PR #152, opened 2021-06-14
Fix table spacing, fill and cursor

mayank99:
- Added margin-right to filter icon
- Added iui-actionable class for cursor: pointer in header cells
- Added iui-icons-color fill for sort icon hover state
- Formatting fixes

### DIFF
--- a/src/table/table.scss
+++ b/src/table/table.scss
@@ -103,6 +103,7 @@
     visibility: hidden;
     @include themed {
       fill: t(iui-icons-color-actionable);
+      opacity: t(iui-opacity-3);
     }
   }
 
@@ -114,6 +115,7 @@
 
     .iui-sort {
       visibility: visible;
+      opacity: 1;
     }
   }
 }
--- a/src/table/table.scss
+++ b/src/table/table.scss
@@ -23,7 +23,7 @@
   @include iui-table-cell-icon;
 }
 
-@mixin iui-table-header { 
+@mixin iui-table-header {
   user-select: none;
   @include themed {
     background-color: t(iui-color-background-3);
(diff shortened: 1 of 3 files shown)


src/table/table.scss
```diff
@@ -36,10 +36,14 @@
...
     @include iui-focus;
-    cursor: pointer;
+
+    &.iui-actionable {
+      cursor: pointer;
+    }
 
     > .iui-filter-button {
       margin-left: $iui-xs;
+      margin-right: $iui-xs;
```
mayank99, line 46: @FlyersPh9 Can you check what the value here should be?

0 (current):
image

xs (4px):
image

s (8px)
image

FlyersPh9: My initial thought is to have the spacing between the button and the right edge of the column to be equal to either the red or orange spacing in the image below.
Screen Shot 2021-06-14 at 11 45 53 AM

I know the red gap is 16px, which is probably not our best use of space.  And the orange gap is probably too close to the edge of the column and a user might accidentally hover over the column resizer.  So I'd say let's go with the 8px gap.

src/table/table.scss
```diff
@@ -99,6 +103,7 @@
     visibility: hidden;
     @include themed {
       fill: t(iui-icons-color-actionable);
+      opacity: t(iui-opacity-3);
```
FlyersPh9, line 106: Another option could be to use `iui-icons-color` for the hover state & `iui-icons-color-actionable` for the active sort state.

mayank99: Done

src/table/table.scss
mayank99: Changed to `iui-s`

FlyersPh9 (approved):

- - - - - - -

EXERCISE DIRECTIONS: With nothing left out, print the data above exactly.

PROBLEM SOLUTION:
PR #152, opened 2021-06-14
Fix table spacing, fill and cursor

mayank99:
- Added margin-right to filter icon
- Added iui-actionable class for cursor: pointer in header cells
- Added iui-icons-color fill for sort icon hover state
- Formatting fixes

### DIFF
--- a/src/table/table.scss
+++ b/src/table/table.scss
@@ -103,6 +103,7 @@
     visibility: hidden;
     @include themed {
       fill: t(iui-icons-color-actionable);
+      opacity: t(iui-opacity-3);
     }
   }
 
@@ -114,6 +115,7 @@
 
     .iui-sort {
       visibility: visible;
+      opacity: 1;
     }
   }
 }
--- a/src/table/table.scss
+++ b/src/table/table.scss
@@ -23,7 +23,7 @@
   @include iui-table-cell-icon;
 }
 
-@mixin iui-table-header { 
+@mixin iui-table-header {
   user-select: none;
   @include themed {
     background-color: t(iui-color-background-3);
(diff shortened: 1 of 3 files shown)


src/table/table.scss
```diff
@@ -36,10 +36,14 @@
...
     @include iui-focus;
-    cursor: pointer;
+
+    &.iui-actionable {
+      cursor: pointer;
+    }
 
     > .iui-filter-button {
       margin-left: $iui-xs;
+      margin-right: $iui-xs;
```
mayank99, line 46: @FlyersPh9 Can you check what the value here should be?

0 (current):
image

xs (4px):
image

s (8px)
image

FlyersPh9: My initial thought is to have the spacing between the button and the right edge of the column to be equal to either the red or orange spacing in the image below.
Screen Shot 2021-06-14 at 11 45 53 AM

I know the red gap is 16px, which is probably not our best use of space.  And the orange gap is probably too close to the edge of the column and a user might accidentally hover over the column resizer.  So I'd say let's go with the 8px gap.

src/table/table.scss
```diff
@@ -99,6 +103,7 @@
     visibility: hidden;
     @include themed {
       fill: t(iui-icons-color-actionable);
+      opacity: t(iui-opacity-3);
```
FlyersPh9, line 106: Another option could be to use `iui-icons-color` for the hover state & `iui-icons-color-actionable` for the active sort state.

mayank99: Done

src/table/table.scss
mayank99: Changed to `iui-s`

FlyersPh9 (approved):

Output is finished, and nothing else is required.